I was very happy with it. Now let's see if someone will pick it up and do it the way it should be done.

Thursday, September 6, 2007

The Beat goes on.

Damn! Another play selected for a festival...I guess I'm not just fading away this year as is expected. :) I'm excited about this upcoming reading because like me this 104 year old woman just won't fade into oblivion. Two times this year it was selected for prestigious theater festivals and two times it didn't happen for one reason or another, but African American Playwrights Exchange took care of me once again. Thanks Jaz.

I'm pasting the flier and I don't know what it'll look like on this blog, but I'm not perfect. Also again thanks to AAPEX, I got a tip about the Black/White playwrights festival in Pittsburg looking for short pieces. I sent Mr. Ding Dong Daddy (it ain't what it sounds like) to them and it will be presented next month. So I guess I'll make that trip to Pittsburgh, a city I've never visited, next month.

Life as a Lemon

& Jammit Productions

In association with
African American Playwrights Exchange


“Ms. Laura Mae of Harlem

The play chronicles the exuberate life and death of Ms. Laura Mae who lived in Harlem for over 100 years. Through music and deep reflection the audience is transported in time following the thrilling journey of this extraordinary figure. Fun loving and sentimental, it reaches out and touches us all.

Directed By Esther M. Triggs v Written By Jamal Williams

7:00 PM

September 17, 2007

The Manhattan Plaza, Ellington Room

Located at 43rd & 9th Ave in New York

Admission is Free with Refreshments to be served.

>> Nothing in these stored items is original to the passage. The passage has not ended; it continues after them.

PR #235, opened 2021-01-12
Personality can be deployed in a single command

mhutchinson:
The personality is now deployed at the same time as Trillian if the docker command in the README is followed.

This requires an extra table of storage for the tree details so that the container can be restarted. The service will now create the tree if it hasn't done so already. This saves quite a lot of human-driven configuration from the start of the demo, which massively streamlines it (and mitigates the risk of anything going wrong from incorrect configuration). Having fewer terminals also lowers the cognitive cost for the audience.

### DIFF
--- a/binary_transparency/firmware/cmd/ft_personality/internal/trees/trees.go
+++ b/binary_transparency/firmware/cmd/ft_personality/internal/trees/trees.go
@@ -44,6 +44,10 @@ func NewTreeStorage(db *sql.DB) *TreeStorage {
 
 // EnsureTree gets the tree for this personality, creating it if necessary.
 // Takes a connection to Trillian to use for initialization.
+// This is only safe in a single-replica deployment. In a real production setup
+// this provisioning would likely be done by a human ahead of time, or if this
+// style of automatic deployment was required then some kind of locking would
+// be required to ensure that only one log was created and used by all frontends.
 func (s *TreeStorage) EnsureTree(ctx context.Context, conn grpc.ClientConnInterface) (*trillian.Tree, error) {
 	if err := s.init(); err != nil {
 		return nil, err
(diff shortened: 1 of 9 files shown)


binary_transparency/firmware/cmd/ft_personality/internal/trees/trees.go
```diff
@@ -0,0 +1,123 @@
...
+// NewTreeStorage sets up a TreeStorage using the given DB.
+func NewTreeStorage(db *sql.DB) *TreeStorage {
+	return &TreeStorage{
+		db: db,
+	}
+}
+
+// EnsureTree gets the tree for this personality, creating it if necessary.
+// Takes a connection to Trillian to use for initialization.
+func (s *TreeStorage) EnsureTree(ctx context.Context, conn grpc.ClientConnInterface) (*trillian.Tree, error) {
```
AlCutter, line 47: Worth a comment here about the raciness of this?

go.sum
```diff
@@ -501,6 +501,8 @@ github.com/mattn/go-runewidth v0.0.6/go.mod h1:H031xJmbD/WCDINGzjvQ9THkh0rPKHF+m
 github.com/mattn/go-runewidth v0.0.7/go.mod h1:H031xJmbD/WCDINGzjvQ9THkh0rPKHF+m2gUSrubnMI=
 github.com/mattn/go-runewidth v0.0.8 h1:3tS41NlGYSmhhe/8fhGRzc+z3AYCw1Fe1WAyLuujKs0=
 github.com/mattn/go-runewidth v0.0.8/go.mod h1:H031xJmbD/WCDINGzjvQ9THkh0rPKHF+m2gUSrubnMI=
+github.com/mattn/go-sqlite3 v1.14.5 h1:1IdxlwTNazvbKJQSxoJ5/9ECbEeaTTyeU7sEAZ5KKTQ=
```
AlCutter, line 504: Was this intended?

AlCutter (approved):
Cool - couple of minor nits/questions inline.

binary_transparency/firmware/cmd/ft_personality/internal/trees/trees.go
mhutchinson: Done.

An AEA Approved Staged Reading

For more information, please contact

Wednesday, August 29, 2007

Has it been that long?

Hey everybody, what is the use in having your own personal bitching blog if you don't write bitching things regularly? What kind of bitcher am I? :) Oh well, lots has happened since last I put something here. I returned from Atlanta more convinced...actually certain that I am willing and ready to make my next move (transition) to the good ole dirty south. I'm now in the midst of closing out my New York stuff clearing way for my new adventure. But closing one thing and opening another is not as easy as it may seem. I'm preparing for the reading of my play: "Miss Laura Maye of Harlem" on Sept 17th at the Ellington Room at Manhattan Plaza.

I thought "Miss Laura" wasn't going to ever see the light of day. This new play had been selected twice this year for prestigious play festivals (The Downtown Urban Theater Festival) and (The Manhattan Rep Summerfest) and for reasons beyond the control of the playwright were postponed or withdrawn. It's gone through five directors, over twenty actors and it still was ready. I guess that's the nature of the business. But, as surprises sometimes do happen, I was given another chance to put the 104 year-old woman in the spotlight. Thanks to AAPEX and Jaz Dorsey out of Nashville, a fabulous slot was offered to me. Of course being the altruistic individual that I am, I was trying to fill the slot with two short pieces from the Playwrights Workshop that I run. I had one short piece, but the other piece I selected writer was an actor and had got a new gig that precluded him from being able to attend the reading.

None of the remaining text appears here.